Amelia Martens The 3 Properties of Wool

1. Warm, even when wet.

A sheep falls into a well. We’ll call the bottom, Earth. She wonders how the sky became a circle; how the sunshine makes the stone walls perpendicular and the ocean breeze a list of days to come. The first winter is always harsh. The sheep learns to lean against herself, learns to make a soft armor for the wind to chew. There is morning and there is evening. One rainy eon passes and the sheep shapes herself into a cloud for camouflage. Soon Earth rises and is swallowed by the sky. Machines swim between the stars. The sheep hibernates inside her skull, which warms on the ocean floor, which becomes an eventual desert. Everything is released by a woman painting extra large flowers while the sun carves crowfeet by the hour.

2. Fire retardant.

There is always a cow to blame. Or a cigarette butt or social outcast. Someone who might fail a magazine quiz and turn out to be a psychopath. Given enough time and a suitcase full of dynamite, the best of us would blow up the train. The caboose, a red tail feather. The caboose, the setting sun. The caboose, our own loose ends catching fire and capable of burning through the night.
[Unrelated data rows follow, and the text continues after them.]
PR #1227, opened 2020-11-02
Issue 1225 slow sei model

### LINKED ISSUE #1225: Model with EC SEI submodel takes long time to build
There is a parameter missing, so it is calling our (slow) implementation of the levenshtein ratio. Either speed up levenshtein ratio, or write the EC submodel in such a way that it does not need to call that (e.g. bypass the levenshtein ratio, which is only used for a nicer error message)

tinosulzer:
# Description

Avoid try-except block which was causing the EC SEI submodel to slow down because of the levenshtein ratio search

Fixes #1225 

## Type of change

# Key checklist:

## Further checks:

### DIFF
--- a/CHANGELOG.md
+++ b/CHANGELOG.md
@@ -12,6 +12,7 @@
 
 ## Bug fixes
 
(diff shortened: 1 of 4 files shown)


brosaplanella (approved):
Looks good, thanks Tino!

PR #1407, opened 2021-02-27
#1406 fixed bug with positive electrode ohmic losses

### LINKED ISSUE #1406: Bug positive electrode ohmic losses
**Describe the bug**
The positive electrode Ohmic losses are positive, but they should be negative. This is because the definition on line 55 of `base_electrode.py` has the wrong sign compared to eq [8] in Marquis et al. (2019).

**To Reproduce**
1. Just run the default DFN model
2. Plot "X-averaged positive electrode ohmic losses"
3. See that it is positive

**Expected behaviour**
The ohmic losses should be negative.

brosaplanella:
# Description

Fixed the sign in the definition of positive electrode overpotential.

Fixes #1406

## Type of change

# Key checklist:

## Further checks:

### DIFF
--- a/CHANGELOG.md
+++ b/CHANGELOG.md
@@ -31,6 +31,7 @@
 
 ## Bug fixes
 
+-   Fixed a sign error in the positive electrode ohmic losses ([#1407](https://github.com/pybamm-team/PyBaMM/pull/1407))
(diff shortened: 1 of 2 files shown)


tinosulzer (approved):
Good catch, thanks @brosaplanella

In certain places all across the earth, fire is as common as fog. In certain places, all across the earth, people insist on building houses made of toothpicks. A furnace can grow naturally in the right conditions. A pasture can be a postcard from the future, a train coming around the burn.

3. Self-cleaning.

Without insects the interstate highway system would hum like an empty oil drum. Our bones don’t clean themselves. We spread flour across the counter and roll the pin across the powder of crickets. The way women donate their bodies to science, to populating the earth. Make an eye. Make an ear; there is a bone missing from the Men at Work; they spread the powdered asphalt with shovels tipped in black. Their necks articulate beneath the sun and a thousand fireflies nap on cattails beneath the overpass.